Interestingly, we observed a reduction in anthropometric and BIA variables after 6 months of liraglutide treatment. Moreover, the relationship appeared to be sex-specific (men: BW, FM, AC, FMT, FMA-R and FMA-L; women: AC and FMT). In addition to the well-estabished abdominal adiposity in MetS patients of both sexes, in males BIA arm parameters also seem to reflect response to liraglutide in the cardiometabolic profile. Thus, the assessment of body composition by BIA may be influenced by sex and the subject’s level of hydration and obesity13.

Visceral adipose tissue is now known to be a key component of MetS. AC is therefore an important parameter in the clinical stratification of cardiometabolic risk. However, a high AC value alone is not enough to adequately assess the accumulation of abdominal fat4,31, making it necessary to adopt more accurate methods of quantification, capable of monitoring treatment and preventing cardiac complications.

BIA has been validated for the assessment of body composition32,33,34. The method can evaluate FM in several body compartments and has been shown to perform quite well compared to more costly methods, such as computed tomography35. In this study, BIA was used to assess different body segments, showing truncal fat loss to be correlated with reductions in AC and abdominal fat loss.
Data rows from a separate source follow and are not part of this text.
PR #494, opened 2026-08-14
FIX: Only emit FutureWarning when method is not given

### LINKED ISSUE #493: Make `FutureWarning` in `DomainConversion` less eager
We have a `FutureWarning` in `DomainConversion` that tells users that the default value of an argument will change. 
This warning is emitted always, but should instead be emitted only if the argument was not provided. 

https://github.com/equinor/fmu-tools/blob/e344fe9b5b504167b18b557ffebf6241629060d2/src/fmu/tools/domainconversion/dconvert.py#L967-L973

tnatt:
Resolves #493 

## Checklist

- [ ] Docstrings are correct and updated


rnyb (approved):
LGTM

PR #504, opened 2026-08-31
ENH: Support OWC in create_fluid_contacts_from_grid

### LINKED ISSUE #503: Support OWC as contact type in create_fluid_contacts_from_grid
`OWC` was by choice kept out as a contact type in `create_fluid_contacts_from_grid` - if you have an `OWC` parameter in the grid, it is most likely representing the `FWL` as `OWC` is difficult to estimate and will vary based on the properties in the cells and height above FWL.

However some users have reported that it is a bit confusing due to several reasons

- We support GWC, isn't that also an FWL?
- how to differentiate an area with only gas from an area with both oil and gas
- OWC is a supported contact type in the simple exports in fmu-dataio

We should probably just support OWC, and then it is up to the user to make the best call for what to name their contacts so it makes sense in the visualisation.

tnatt:
Resolves #503 

## Checklist


nourinmohd (approved):
LGTM 👍

tests/rms/test_create_fluid_contacts_from_grid.py
```diff
@@ -272,22 +272,38 @@ def test_rms_data_loader_find_available_contact_properties(
     mock_loader.project.grid_models["mygrid"] = MagicMock(properties=["myfwl", "mygwc"])
 
     # GWC is not present in the grid model
-    contacts = mock_loader.find_available_contact_properties("myfwl", "GOC", "mygwc")
+    contacts = mock_loader.find_available_contact_properties(
+        "myfwl", "GOC", "mygwc", "OWC"
+    )
     assert len(contacts) == 2
```
nourinmohd: Just curious, do we not assert for OWC here as well ?

krhart (approved):
Looks good 👍
(I can't recall why we didn't include it in the first place, but I remember we had a lot of discussions about how to do it 😅)

tnatt:
> Looks good 👍 (I can't recall why we didn't include it in the first place, but I remember we had a lot of discussions about how to do it 😅)

Yes I also remember we discussed this thoroughly 😄

PR #553, opened 2020-03-06
batman-adv 2020.0

ecsv:
@simonwunderlich

----

batman-adv 2020.0
=================

* support latest kernels (3.16 - 5.6)
* use wifi tx rates as fallback for the B.A.T.M.A.N. V throughput estimation
* disable deprecated sysfs support by default
* drop compat code for Linux < 4.14
* replace SUBDIRS with M in kernel recipe
* bugs squashed:
  * fix crash during the scheduling of OGMs for removed interfaces

alfred 2020.0
=============

* fix build against gpsd API 9.0


adrianschmutzler:
If you adjust the package templates here anyway, consider just moving the 3 packages here to openwrt/packages by opening a Pull Request there afterwards.

alfred/Makefile
```diff
@@ -8,9 +8,9 @@
 include $(TOPDIR)/rules.mk
 
 PKG_NAME:=alfred
-PKG_VERSION:=2019.5
+PKG_VERSION:=2020.0
 PKG_RELEASE:=0
```
adrianschmutzler: Strictly, PKG_RELEASE starts at "1", not at "0". Since we are changing PKG_VERSION here, which would normally trigger PKG_RELEASE _reset_ to "1", I'd be happy if you could update PKG_RELEASE to 1 as well (for all three packages).

If you do so, please also add one (trivial) line of explanation to the commit messages ...

ecsv: The PKG_RELEASE number change is in another commit. The commit message contains the changes for this release

batctl/Makefile
```diff
@@ -1,54 +1,47 @@
-#
-# Copyright (C) 2014 OpenWrt.org
-#
-# This is free software, licensed under the GNU General Public License v2.
-# See /LICENSE for more information.
-#
+# SPDX-License-Identifier: GPL-2.0
```
adrianschmutzler: Do we need this if PKG_LICENSE is defined below anyway?

ecsv: I understand the PKG_LICENSE as too much reduced debian/copyright. But this information here is about the Makefile

batctl/Makefile
```diff
@@ -1,54 +1,47 @@
...
 
 include $(TOPDIR)/rules.mk
 
 PKG_NAME:=batctl
-
 PKG_VERSION:=2020.0
-PKG_RELEASE:=0
-PKG_HASH:=60efe9b148f66aa1b29110493244dc9f1f1d722e6d96969e4d4b2c0ab9278104
+PKG_RELEASE:=1
```
adrianschmutzler: I do not think the changes here require a bump of PKG_RELEASE, as they won't affect the content of the package if I read correctly.

ecsv: You misunderstand again. The PKG_RELEASE here is to follow the PKG_RELEASE numbering of the OpenWrt package feed.

batctl/Makefile
```diff
@@ -1,54 +1,47 @@
...
+  It is an easier method for configuring batman-adv and provides some
+  additional tools for debugging as well. This package builds
+  version $(PKG_VERSION) of the user space utility.
 endef
 
 define Package/batctl-tiny
 $(call Package/batctl/Default)
   TITLE:=B.A.T.M.A.N. Advanced user space configuration tool (Minimal)
   VARIANT:=tiny
-  PROVIDES:=batctl
```
adrianschmutzler: This is not related to the subject of the commit.
So, strictly, this belongs into a separate commit.

However, it could be enough to just add a "While at it, remove redundant PROVIDES for batctl-tiny." to the commit message of this commit depending on how strict rules are applied in this repo.

batctl/Makefile
adrianschmutzler: Okay, I was just asking here, do as you prefer.

batctl/Makefile
adrianschmutzler: Ah, okay. However, in this case I'd still prefer to have the PKG_RELEASE bumped already with the PKG_VERSION increase.

Nevertheless, note that I have no power here, so I'm just suggesting what I think would be best, while the last word is left to the package maintainers. :-)

adrianschmutzler:
Thanks for applying the requested changes, and sorry for not responding on that again, but GitHub didn't notify me of the push.

PR #556, opened 2020-03-06
lede-17.01: batman-adv: Merge bugfixes from 2020.0

ecsv:
@simonwunderlich

----

batman-adv
==========

* Don't schedule OGM for disabled interface


adrianschmutzler:
17.01 is EOL.
I won't stop anyone from merging this, but I do not really see a benefit it. Despite, adding stuff to packages might give the user the impression that 17.01 is still maintained, while the main repo does not receive any (even security) updates anymore.

PR #561, opened 2020-04-22
babeld: Update to version 1.9.2

fblaese:
21 April 2020: babeld-1.9.2

  * Fixed two issues that could cause IPv4 routes to be represented
    incorrectly, with a range of confusing symptoms.  Thanks to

Interestingly, a Brazilian study evaluated the reliability of BIA and indirect calorimetry in the measurement of the resting metabolic rate of 40 women with MetS over a period of 6 months and concluded that, compared to indirect calorimetry, BIA is a practical and time-saving method which does not require prolonged fasting in order to produce reliable results36.
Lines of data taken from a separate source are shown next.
PR #571, opened 2020-05-19
batman-adv: use KERNEL_MAKE_FLAGS for kernel module compilation

ecsv:
It is easier to use the global define than to manually keep track of the changes in the various kernel module makefiles in the main OpenWrt repository and feeds. One effect should be that the absolute build_dir information is no longer included in the batman-adv.ko

Also the mac80211's autoconf.h is included to avoid ABI incompatibilities between mac80211 and batman-adv.


adrianschmutzler:
I wonder whether the second one should be considered for backporting?

aparcar:
This makes the module reproducible, big fan.

PR #580, opened 2020-06-18
olsrd: bump to latest version

PolynomialDivision:
Fixes https://github.com/openwrt-routing/packages/issues/547


zorun:
Looks good!

Since this is bringing several changes (14 upstream commits), it would be good to have more testing before adding this to 19.07.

The observed reduction in AC and FMT in patients treated with liraglutide implies a reduction in visceral fat—the main cardiovascular risk factor in MetS4,31. This is supported by the fact that liraglutide treatment remained independently associated with the BIA parameter FMT in the multiple regression analysis, suggesting BIA is an adequate tool of abdominal fat assessment.

The limitations of this study included the short follow-up period (6 months) and the relatively small sample of patients. Also, we did not submit patients to nutritional assessment, and at baseline almost all the anthropometric variables were higher in the treatment group than in the comparative group, suggesting a possible sampling bias. Thus, since it was not possible to reliably establish the difference between treatment and control, we repeated the analysis segregating the patients by sex and ran multiple regressions to confirm the independent association between liraglutide treatment (independent variable) and the reduction in FMT after 6 months (dependent variable).

In conclusion, treatment with liraglutide at 3 mg/day for 6 months promoted weight loss, improved cardiometabolic and inflammatory parameters and led to a significant reduction in FMT correlated with AC in obese MetS patients of both sexes. Studies on larger samples and with longer follow-up periods are necessary to confirm and extrapolate our findings.